PR #2058, opened 2012-07-16
moved node-statsd to optionalDependency

### LINKED ISSUE #1751: windows: node-statsd won't npm install
node-statsd package.json has an `os` property, that excludes windows from the party.

I don't know if a statsd daemon would even run on Windows, but I do see in `lib/statsd.js` that config turns it on or off, so it would be possible for a windows box to run the server with the config set to off.

seanmonstar:
also prevents error from require node-statsd if it wasn't installed,
but logs error if config says it should be enabled.

fixes #1751

### DIFF
--- a/lib/configuration.js
+++ b/lib/configuration.js
@@ -127,7 +127,7 @@ var conf = module.exports = convict({
   statsd: {
     enabled: {
       doc: "enable UDP based statsd reporting",
-      format: 'boolean = true',
+      format: 'boolean = false',
       env: 'ENABLE_STATSD'
     },
     host: "string?",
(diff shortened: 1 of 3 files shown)


shane-tomlinson:
This gets an r+ from me, @lloyd what do you think of this?

lloyd:
optionalDependencies was introduced in npm 1.1.0-beta-10, here:
https://github.com/isaacs/npm/issues/995#commits-ref-28aa53d

now, what node version does that correspond to?  I think we're running 0.6.12 in production.

If we verify that we've got it in production, find the lowest node version that supports it and update package.json to require that version, I'm good with this change.

lloyd

seanmonstar:
0.6.12 has npm 1.1.4: https://github.com/joyent/node/tree/v0.6.12/deps

0.6.7 was the first release to have at least npm 1.1.0-beta-10: https://github.com/joyent/node/tree/v0.6.7/deps

lloyd:
R+ if package.json targets 0.6.7

--lloyd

::::::

Directions for this task
Which lines in the records above hold the string "deps"? Copy each of them.

Answer for the task
0.6.12 has npm 1.1.4: https://github.com/joyent/node/tree/v0.6.12/deps
0.6.7 was the first release to have at least npm 1.1.0-beta-10: https://github.com/joyent/node/tree/v0.6.7/deps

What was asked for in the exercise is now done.